January 2005 archives from
Piotr's R&D blog

Reef CVS adapter done

Tuesday, January 25, 2005, 06:30PM - category General -

Reef's CVS adapter is (provisionally) done. Reef will now connect to a CVS repository, seek out any changes, update a local working copy and analyze the log data to present a unified modifications report. This report is used by following phases to enable only incremental processing to be done, hopefully greatly enhancing the performance of the application on huge code bases.

The modification extraction is particularly interesting. I found out that CVSNT, an alternative but generally compatible implementation of the CVS system, tags log entries with automatically generated commit IDs. This allows for easy reconstruction of the atomic commits actually performed by the user, and was not mentioned in the papers I read about the topic. Of course, if the commit IDs are not present for any reason, Reef will use a standard sliding-window algorithm to synthesize best-guess multi-file commits. The papers made this out to be a big deal, but I found that (with the backing of an XML database that supports XQuery) the algorithm comes down to less than a screenful of code. Once you've fixed the bugs in the database, of course... ah, the wonder of open source projects!
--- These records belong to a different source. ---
PR #1981, opened 2017-11-01
Re-introduce demo docs

rnicoll:
Create a new "Advanced" section to the documentation, and re-introduce demo docs split into the
simpler demos and advanced implementations. Simple demos are now under tutorials rather than quick start, and advanced demos are in the new "Advanced" section, so readers should encounter the demos at a more natural part of their learning experience.


rnicoll:
Reworked this heavily in a second commit, to remove content that's now in the readme files (sorry Joel, missed that). I'd rather we do keep documentation in the main pages, so users know why we have these samples and have an idea what to expect, and I'd also rather keep a page at the existing address for the `running-the-demos` page so that external links won't break.

@gendal I'm going to add you as a reviewer as Joel and I disagree on whether this is a good idea, and we'd appreciate your thoughts on whether this helps users understand why there's a samples directory and what's in it (as well as where to start), or overly complicates things.

gendal:
I guess there are a few questions we have to be clear on:

1) Is the distinction between "simpler" and "advanced" based on the complexity/sophistication of the code and/or concepts being demonstrated or based on how simple/hard they are to run/understand?
2) Is the trader demo really "advanced" by either measure in any case?
3) Do the samples (or the tutorials for that matter) showcase known good practice? ie if somebody took any of the "advanced" samples and used them as a guide to writing their own CorDapp, would we be happy with the result?

@joeldudleyr3 It seems from @rnicoll that there is a disagreement here. What is it?

joeldudleyr3:
@gendal The devrel team's view is that the samples are not useful as examples of how to develop on Corda:

- They often include esoteric finance terms (e.g. the SIMM Valuation demo had a wiki page explaining what a SIMM is)
- They have complex front-ends and other cruft that isn't core to understanding how a CorDapp works, and confuses the user

Putting this in an `Advanced` section is better than in the `Quickstart` section they were in, but we think we can do better in terms of creating examples such as https://www.corda.net/samples/. Each of the examples in the Samples usually showcases a single thing, with the minimum amount of cruft.

I'd rather put the observer demo there, along with perhaps the notary demo.

gendal:
ok @rnicoll...  seems that the older samples (with the exception, perhaps, of trader-demo) are not considered examples of good practice and are confusing.  So making it clear that people should not use them as guides feels important?   We obviously wouldn't want to lose them as _integration tests_ of course.  

If I'm being honest, I still don't understand the disagreement.

Is it: "Joel thinks they should be killed and if we can't do that, hide them in the attic somewhere.  Ross thinks they should be displayed just as prominently as all the other samples and hence actively promoted to newcomers as things to pay attention to / learn from".

Is that a fair characterisation?

rnicoll:
Sorry about the delay updating this - so... I think for the samples still in this PR (it's been heavily cut back), they're reasonably simple examples which are useful for developer to learn from.

I also feel we need more continuity in the documentation, simply ripping out the whole page means anyone who has used it before, has no context on where to look for the replacements. We may end up ripping the whole page out later, but I'd rather keep it in for a version or three, directing to the new documentation, then remove it.

gendal:
ok - so would we have agreement if we did the following:

1) Caveat these demos to say they're intended to show how to use certain features but not intended to be examples of best practice?
2) Signpost/link people to the broader set of samples that devrel maintain?

joeldudleyr3:
@gendal @rnicoll Yes, let's keep the demos around then. How about updating this page (https://docs.corda.net/building-a-cordapp-index.html) so that it has an `Examples` entry in the ToC that links to both the devrel samples and the demos. Just keen to keep them out of the `Quickstart` section to reduce initial mental load for new devs.

@rnicoll If you agree with those changes, are you happy to make them as part of this PR?

gendal:
sounds reasonable.  to summarise, I think we want:

1) The default path taken by new developers is the easiest/simplest one and we signpost them to something that gets them productive quickly
2) we distinguish between samples that showcase a specific feature (but which are not intended to be canonical from a good practices perspective) and those that people should use as examples of good practice for developing an app.

joeldudleyr3:
@gendal Re: your second point - it's not that either type of CorDapp is not displaying best practices, but rather that the demos are sometimes needlessly complex (e.g. a complex scenario such as SIMM, a complex front-end). I'd prefer to rework each demo into a minimal sample that only has the code required to demonstrate a given feature, and no more.

Agreed on the first point.

rnicoll:
I think this update now matches the agreed on solution, please do let me know if you need any more changes!

rnicoll:
How's this @joeldudleyr3 ?

joeldudleyr3:
@rnicoll Sorry to be a pain, but could you also link to corda.net/samples?

Maybe "...to a number of common designs could be implemented in a CorDapp.  The former can be found at https://www.corda.net/samples/. In particular, new developers should start with the :doc:`example CorDapps <tutorial-cordapp>`."

rnicoll:
How's that?

PR #1982, opened 2017-11-01
Checking that the smoke tests don't have the node on their classpath.

shamsasari:


core/src/smoke-test/kotlin/net/corda/core/cordapp/CordappSmokeTest.kt
```diff
@@ -40,7 +39,7 @@ class CordappSmokeTest {
 
     @Test
     fun `FlowContent appName returns the filename of the CorDapp jar`() {
-        val cordappsDir = (factory.baseDirectory(aliceConfig) / CordappLoader.CORDAPPS_DIR_NAME).createDirectories()
+        val cordappsDir = (factory.baseDirectory(aliceConfig) / "cordapps").createDirectories()
```
Clintonio: Can you collect these both into a single variable in this test class? Just in case we end up using this string more over time.

shamsasari:
Done.

PR #1983, opened 2017-11-01
[CORDA-757] Deflake  contractUpgradeFlowTests. Use random ports and allow a longer timeout for ports

al-r3:


al-r3:
Still working on it, it seems this causes some (relatively unrelated) tests to fail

Some things that the adapter won't do yet is deal with module aliases or branching. To deal with branching, I'd have to figure out a merging mechanism for diagram edits, which I frankly don't feel like doing yet. Hopefully there's enough projects out there without branches that will still find Reef useful. As for module aliases (and other CVSROOT/modules tricks), does anyone know how prevalent they are in practice? I suspect it should be possible to work around at least a few of the problems, but I'd rather not unless it blocks a significant quantity of possible deployments.